**Assignment**
In the records below, find every line that contains "word" and list it.

**Supplied entries**
PR #469, opened 2023-04-17
fix: add back import of `unmarshall` as required in `unmarshallStreamImage`

AlexStansfield:
Seems in the most recent commit on `main` this import was removed which breaks the build as it's required for support for stream images in sdk v2.

### DIFF
--- a/src/Table.js
+++ b/src/Table.js
@@ -12,6 +12,7 @@ import {Expression} from './Expression.js'
 import {Schema} from './Schema.js'
 import {Metrics} from './Metrics.js'
 import {OneTableArgError, OneTableError} from './Error.js'
+import {unmarshall} from '@aws-sdk/util-dynamodb'
 
 /*
     AWS V2 DocumentClient methods


mobsense:
Hi Alex, thanks for this.

One issue: this introduces a hard dep on the V3 SDK. For V2 SDK users, this bloats their deploys.

Also, I see for streams, there is a hard dep on aws-lambda which is not a small package. I'd like to remove these hard deps. 

A better way would be to export it via the Dynamo.js file so it could be referenced via client.unmarshall. Then it would not be a hard dep for V2 users.

I've opened an issue regarding this: #472

AlexStansfield:
Makes sense, I'll update

AlexStansfield:
Issue seems to have been fixed already so closing this

mobsense:
Alex, sorry to bug you on this.

The function:

```
    unmarshallStreamImage(image, params) {
-        if (!this.V3) {
-            return unmarshall(image)
-        }
        let client = params.client ? params.client : this.client
        let options = client.params.unmarshall
        return client.unmarshall(image, options)
    }
```

has a hard reference to unmarshall from the V3 SDK, but it is used in V2.

For V3, client.params.unmarshall is defined. 

Questions:
- Why is V2 using the V3 unmarshall?
- Is there an alternative?

I want to remove the hard dep on the V3 SDK for those using the V2 SDK.

PR #485, opened 2023-07-10
fix: count: true param issue fix for find method

yousafhanif6186:


mobsense:
The next property must not be enumerable in items[]. It should be accessible, but not be enumerable.

We've applied the change to define count, but can't merge this pull request.

PR #2160, opened 2016-04-14
Use new version of c2c.template

sbrunner:
#1937


c2cgeoportal/lib/lingua_extractor.py
```diff
@@ -77,13 +77,13 @@ def __call__(self, filename, options):
         with open(filename) as config_file:
             config = yaml.load(config_file)
             # for application config (.build/config.yaml)
-            if "raster" in config:
+            if "vars" in config:
```
pvalsecc: Not 100% equivalent. Are you sure you don't want that?
```
if "vars" in config and "raster" in config["vars"]:
```

sbrunner: yes it's not 100% equivalent but the latest test is a little bit a hack, I prefer the new one :-)

PR #2174, opened 2016-04-26
Make apache2ctl graceful configurable

### LINKED ISSUE #2170: Hard-coded path for apache 'graceful' action in c2ctool
Just here: https://github.com/camptocamp/c2cgeoportal/blob/master/c2cgeoportal/scripts/c2ctool.py#L349

And that doesn't work on RedHat. Can  we use the `APACHE_GRACEFUL` variable from the makefile ?

sbrunner:
fix #2170


fredj:
LGTM

PR #2191, opened 2016-05-03
Note for Windows because export does not exist

kalbermattenm:
Title says it all

Please review (and eventually merge...)


sbrunner:
Thanks :-)

PR #2195, opened 2016-05-03
Fix the vary assignment

### LINKED ISSUE #2193: Vary the cache by Origin for CORS responses
Same as #2112 but for the print

sbrunner:
fix #2193

### DIFF
--- a/c2cgeoportal/lib/caching.py
+++ b/c2cgeoportal/lib/caching.py
@@ -139,8 +139,10 @@ def set_cors_headers(service_headers_settings, request, service_name,
     response.headers.update({
         "Access-Control-Allow-Origin": origin,
         "Access-Control-Allow-Methods": CORS_METHODS,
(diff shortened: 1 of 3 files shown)


c2cgeoportal/lib/caching.py
```diff
@@ -199,7 +200,9 @@ def set_common_headers(
         )
 
     if vary:
-        response.headers["Vary"] = "Accept-Language"
+        response.headers["Vary"].append("Accept-Language")
+
+    response.headers["Vary"] = ", ".join(response.headers["Vary"])
```
fredj: not inside the block (when vary is True) ?

sbrunner: Yes because we also want it for the Origin and Accept-Encoding :-)

sbrunner: in fact the vari variable don't have the right name...

PR #2223, opened 2016-05-12
Allow to have a master/replica DB configuration

pvalsecc:
Basically, this guy switches the DB connection to a replica (readonly) DB if the HTTP method is GET or OPTIONS.

### DIFF
--- a/c2cgeoportal/__init__.py
+++ b/c2cgeoportal/__init__.py
@@ -564,6 +564,15 @@ def includeme(config):
     config.include(pyramid_tm.includeme)
     config.include("pyramid_closure")
 
+    if "sqlalchemy_replica.url" in settings and \
+            settings["sqlalchemy.url"] != settings["sqlalchemy_replica.url"]:  # pragma: nocover
+        # Setup a replica DB connection and add a tween to switch between it and the default one.
+        log.info("Using a replica DB for reading")
+        engine_replica = sqlalchemy.engine_from_config(config.get_settings(), "sqlalchemy_replica.")
+        sqlahelper.add_engine(engine_replica, name="replica")
+        config.add_tween("c2cgeoportal.models.db_chooser_tween_factory",
+                         over="pyramid_tm.tm_tween_factory")
+
     # initialize the dbreflection module
     dbreflection.init(engine)
 
--- a/c2cgeoportal/models.py
+++ b/c2cgeoportal/models.py
@@ -37,6 +37,7 @@ except ImportError:  # pragma: nocover
 
 import sqlahelper
 from papyrus.geo_interface import GeoInterface
+import re
 from sqlalchemy import ForeignKey, Table, event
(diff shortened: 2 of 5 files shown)


tsauerwein:
The session is bound to a request, so binding the connection would work (like you say, assuming that no writes are done in GET requests). You are proposing to use a DNS to support multiple read-only instances. We could also allow to specify multiple read-only connections and then use a simple random load-balancing strategy to avoid the name-resolution step.

Maybe you want to add some documentation on how to configure the actual replication in Postgres?

And on a side node: It would be great if we could avoid a historically racially charged term and maybe use "primary - replica/read-only" instead (for example like Drupal or CouchDB).

pvalsecc:
@tsauerwein, slavery is not necessarily linked to races. Romans were enslaving their own, sometimes. But OK, I'm removing references to our dark past (and present) and I'm using Postgres' other terms: master/replica. And added a link to their doc for how to set it up.

Regarding the DNS or multiple addresses, after discussion with our IT experts, it's not enough. If you want failover, you need to setup two HAProxy:

* one for the master with the functionality to elect a new master and point to it in case of failure
* one the the replicas
 
I've added that to the doc, but without much details. It's out of my league/responsibilities ;-)

pvalsecc:
@fredj, I've heard you've worked on that problem in the past. Any opinion?

tsauerwein:
> @tsauerwein, slavery is not necessarily linked to races. Romans were enslaving their own, sometimes. But OK, I'm removing references to our dark past (and present) and I'm using Postgres' other terms: master/replica. And added a link to their doc for how to set it up.

Thanks! :+1:

fredj:
We created 2 distinct engines (one for reads and one for writes) and we used one or the other depending on the operation.
It was not automatic but the principle is the same

sbrunner:
I don't found the therm replica relay useful, every body know whats a master-slave architecture is and we don't do philosophy...

sbrunner:
https://www.google.ch/trends/explore#q=master%20replica%2C%20master%20slave&cmpt=q&tz=Etc%2FGMT-2

tsauerwein:
> ...like you say, assuming that no writes are done in GET requests.

Here is an example of a GET request that also writes to the database:
https://github.com/camptocamp/c2cgeoportal/blob/94259524d78a032decd5fde3fb69d2e05afcdfc9/c2cgeoportal/views/shortener.py#L55-L64

pvalsecc:
@tsauerwein, you should look at the last version of my patch. I've added the possibility to force the usage of the master or the replica for some URLs. And the shortener is part of it.

tsauerwein:
> I've added the possibility to force the usage of the master or the replica for some URLs. And the shortener is part of it.

Perfect, I missed that.

pvalsecc:
So... what now? Merge or not?
To: @tsauerwein @sbrunner

tsauerwein:
LGTM

PR #2228, opened 2016-05-13
Use node to read the JS to be stronger

sbrunner:
Should fix https://github.com/camptocamp/cartoriviera_geomapfish/issues/9


fredj:
LGTM

PR #2264, opened 2016-05-23
Fix print yaml error

sbrunner:
like
found unknown escape character '.'


pvalsecc:
Maybe even safer if you don't put quotes at all. But works fine for this context. Ship it!

PR #2266, opened 2016-05-24
Explain PostGIS connexion using pg_service.conf

yjacolin:
.pg_service.conf file allow the use of a service name instead of parameters for
to set up a PostGIS connection. So for the same QGIs project, you can easily
change the connection parameters switching the .pg_service.conf file.

In a client <-> server process, you can use the same QGIs project file with
different PostGIS connection.

### DIFF
--- a/doc/integrator/backend_qgis.rst
+++ b/doc/integrator/backend_qgis.rst
@@ -51,7 +51,6 @@ In the ``vars_<project>.yaml`` file, define:
         ...
             mapserverproxy:
                 mapserv_url: http://your.qgis.server/ows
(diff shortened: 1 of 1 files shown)


yjacolin:
cc @eleu @marionb

sbrunner:
What's the status ?
By the way it should be on 2.1...

yjacolin:
I will try to rebase it later. Please don't close it :)

sbrunner:
up ...

yjacolin:
See new PR https://github.com/camptocamp/c2cgeoportal/pull/2903

Issue #2270, opened 2016-05-27
Deploy: error if db doesnt exist


ochriste:
When deploying the db for the first time, we get an error because the https://github.com/camptocamp/c2cgeoportal/blob/master/c2cgeoportal/scaffolds/create/deploy/hooks/pre-restore-database.mako script tries to do some psql command on a none-existant database.

we should first try to detect if the db existes, and if yes, execute the psql commands.

PR #2271, opened 2016-05-27
Check if database exists before executing psql commands.

ochriste:
fix https://github.com/camptocamp/c2cgeoportal/issues/2270

### DIFF
--- a/c2cgeoportal/scaffolds/create/deploy/hooks/pre-restore-database.mako
+++ b/c2cgeoportal/scaffolds/create/deploy/hooks/pre-restore-database.mako
@@ -11,23 +11,26 @@ DATABASES=$@
 # databases / tables restore.
 sudo apache2ctl stop
 
+if psql --list --tuples-only | cut --delimiter='|' --fields=1 | grep --quiet --fixed-strings $DATABASES; then
 
-# The following line works only with Postgres 9.3 and upper.
-# otherwise the schema should be create manually
-psql -c 'CREATE SCHEMA IF NOT EXISTS ${schema}_static;' ${db}
+    # The following line works only with Postgres 9.3 and upper.
+    # otherwise the schema should be create manually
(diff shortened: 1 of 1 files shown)


c2cgeoportal/scaffolds/create/deploy/hooks/pre-restore-database.mako
```diff
@@ -11,23 +11,26 @@ DATABASES=$@
 # databases / tables restore.
 sudo apache2ctl stop
 
+if psql -lqt | cut -d \| -f 1 | grep -qw $DATABASES; then
```
sbrunner: no `sudo -u postgresql`?
long parameters =>
```
psql --list --quiet --tuples-only | cut --delimiter='|' --fields=1 | grep --quiet --word-regexp $DATABASES
```

why `psql --quiet`?
why `grep --quiet`?
`--word-regexp` should be `--fixed-strings`...

ochriste: we dont do any ´sudo -u postgresql´ in the other command either, why would we ?

if you know how to make the command line shorter, please tell me

I can remove the q option if you dont like it

I can change the --word-regexp

sbrunner: for  ´sudo -u postgresql´ your right :-)

> I can remove the q option if you don't like it

It's not that I don't like it but I prefer to don't have unneeded argument :-)

+1

ochriste: we need the --quiet for grep, otherwise the script will output the result of the grep (string), while we only need to know if it founds it or not (exit status)

sbrunner: OK, thanks for explain :-)

sbrunner:
Looks good for me :-)

PR #2281, opened 2016-06-02
Fix Make dependency on the generated files from mako

sbrunner:


pvalsecc:
IMHO, it would be better to have the print depend on only the files in the print directory and the same for mapserver.

That way, when you do `make print`, it cares only on those files and not the ones from the entire project.

The would make your other PR useless...

sbrunner:
I agree with your comment, but I will do it in an other pull request :-), then merging

PR #2282, opened 2016-06-03
Fixed tsearch query to use bindings

pvalsecc:
Fulltextsearch was not using variable binding for searched terms. This was
leading to a lot of different statistics for those queries, leading to
memory leak if the MemoryBackend was enabled and a lot of data in statsd.


sbrunner:
For me it's cryptic, I hope that's ok :-)

sbrunner:
Great :-), Merge when Travis is happy :-)

PR #2237, opened 2016-05-18
Queryable

sbrunner:
Server part of https://github.com/camptocamp/ngeo/issues/962

PR #2284, opened 2016-06-03
Fix WMS Layer documentation

sbrunner:
see: https://github.com/camptocamp/c2cgeoportal/pull/2237/files#r65681454


tsauerwein:
Thanks! :+1:

PR #495, opened 2023-12-12
Update langchain/test_serializers.py to avoid modifying get_type_to_cls_dict

qiuosier:
The current way of saving the original LangChain's `get_type_to_cls_dict` method is not correct.
```
cls.original_type_to_cls_dict = deepcopy(llms.get_type_to_cls_dict())
```
Because `get_type_to_cls_dict` is a function but the code is saving as a dictionary.

After running this test, the subsequent calls to `get_type_to_cls_dict` will fail with
```
TypeError: 'dict' object is not callable
```

Depending on the order when running the test, some tests may appear to fail randomly due to this issue:
https://github.com/oracle/accelerated-data-science/actions/runs/7137179363/job/19453780865#step:8:3440
https://github.com/oracle/accelerated-data-science/actions/runs/7115504771/job/19371812840

Since the embedding and LLM models in this test are for serialization only without inference. There is no need to use the "fake" one. We can use the real embedding and LLM models to avoid modifying `get_type_to_cls_dict` in LangChain.

### DIFF
--- a/tests/unitary/with_extras/langchain/test_serialization.py
+++ b/tests/unitary/with_extras/langchain/test_serialization.py
@@ -6,6 +6,7 @@
 
 
 import os
+from copy import deepcopy
 from unittest import TestCase, mock, SkipTest
 
 from langchain.llms import Cohere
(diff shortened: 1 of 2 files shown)


lu-ohai (dismissed):

z7ye (approved):

z7ye (approved):

lu-ohai (approved):

mingkang111 (approved):
LGTM 💯

qiuosier:
Tests status are not updated :(

PR #496, opened 2023-12-12
ODSC-50649/raise ValueError when `inference_python_version` cannot be resolved

mingkang111:
# Description
JIRA: https://jira.oci.oraclecorp.com/browse/ODSC-50649
We currently showing the requirement of `inference_python_version` as warning message during `.prepare()`. However, user might not take any action as `.prepare()` can still work. Then `.deploy()` will fail because of this missing information.

This change aims to raise ValueError in `.prepare()` when this field cannot be resolved automatically, mandating `inference_python_version`. 

In addition, changed some warning message which could lead to misunderstanding.  For example, when user passes `inference_python_version` and the manifest of given `inference_conda_env` doesn't provide python version, the warning message will show as below:
Screenshot 2023-12-12 at 12 40 31 PM
Use debug level instead.

# User Experience
* `.prepare()` without `inference_python_version` and it cannot be resolved automatically:
Screenshot 2023-12-12 at 12 44 28 PM

* `.prepare()` without `inference_python_version` and it can be resolved automatically:
Screenshot 2023-12-12 at 12 38 53 PM

* `.prepare()` with `inference_python_version` 
Screenshot 2023-12-12 at 12 45 53 PM

### DIFF
--- a/ads/model/artifact.py
+++ b/ads/model/artifact.py
@@ -273,7 +273,8 @@ class ModelArtifact:
             == ""
         ):
             raise ValueError(
-                "Cannot automatically detect the inference python version. `inference_python_version` must be provided."
+                "Cannot automatically detect the inference python version. "
+                "`inference_python_version` must be provided."
             )
         runtime_file_path = os.path.join(self.artifact_dir, "runtime.yaml")
         if os.path.exists(runtime_file_path) and not force_overwrite:
--- a/ads/model/artifact.py
+++ b/ads/model/artifact.py
@@ -30,13 +30,13 @@ SCORE_VERSION = "1.0"
 ADS_VERSION = __version__
 
 
-class ArtifactNestedFolderError(Exception):   # pragma: no cover
+class ArtifactNestedFolderError(Exception):  # pragma: no cover
     def __init__(self, folder: str):
         self.folder = folder
         super().__init__("The required artifact files placed in a nested folder.")
 
 
-class ArtifactRequiredFilesError(Exception):   # pragma: no cover
+class ArtifactRequiredFilesError(Exception):  # pragma: no cover
     def __init__(self, required_files: Tuple[str]):
         super().__init__(
             "Not all required files presented in artifact folder. "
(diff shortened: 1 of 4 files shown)


ads/model/runtime/env_info.py
```diff
@@ -157,9 +157,13 @@ def from_path(cls, env_path: str, auth: dict = None) -> "EnvInfo":
...
                     python_version = metadata_json.get("python", None)
                     env_slug = metadata_json.get("slug", None)
+                    if not python_version:
+                        raise ValueError(
+                            f"The manifest metadata of {env_path} doesn't contains inforamtion for python version."
+                        )
                 except Exception as e:
-                    logging.warning(e)
-                    logging.warning(
+                    logging.debug(e)
```
mayoor, line 165: If we are raising the value error, we dont have to catch it immediately. We can let it surface to the user.

mingkang111: Hi @mayoor, we don't want to fail at the time of `populate_env_info`, so it originally just make as warning when `fetch_metadata_of_object()` fail and not raise it. The check here I added is for debugging purpose. `fetch_metadata_of_object` may not fail, but python_version is not always in the manifest. So if user want to debug, it will be nice to have this.

qiuosier (approved):

ads/model/artifact.py
```diff
@@ -272,8 +272,9 @@ def prepare_runtime_yaml(
             or runtime_info.model_deployment.inference_conda_env.inference_python_version.strip()
             == ""
         ):
-            warnings.warn(
-                "Cannot automatically detect the inference python version. `inference_python_version` must be provided."
+            raise ValueError(
```
VipulMascarenhas, line 275: nit:  Update "Raises" section in docstrings of prepare_runtime_yaml() function to account for `inference_python_version` as well.

VipulMascarenhas (approved):
lgtm 👍

z7ye (approved):

ads/model/artifact.py
mingkang111: Thank you @VipulMascarenhas , I updated the docstring in [here](https://github.com/oracle/accelerated-data-science/pull/502/commits/f91746c967672f336afbe50ba4784b8744b48b0e) to avoid requesting approval one more time.

PR #497, opened 2023-12-13
Fix UnboundLocalError when saving model to model catalog

qiuosier:
When saving model to model catalog using artifacts from object storage bucket, the `UnboundLocalError` may happen if the service did not create the work request in 3 second. This could be due to a networking delay. The error is caused by local variable `new_work_request_logs` being used before assignment. This PR fixes the issue by using it only it work request logs exist.


lu-ohai (approved):

mingkang111 (approved):
LGTM 💯

z7ye (approved):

**Task answer**
psql --list --quiet --tuples-only | cut --delimiter='|' --fields=1 | grep --quiet --word-regexp $DATABASES
`--word-regexp` should be `--fixed-strings`...
I can change the --word-regexp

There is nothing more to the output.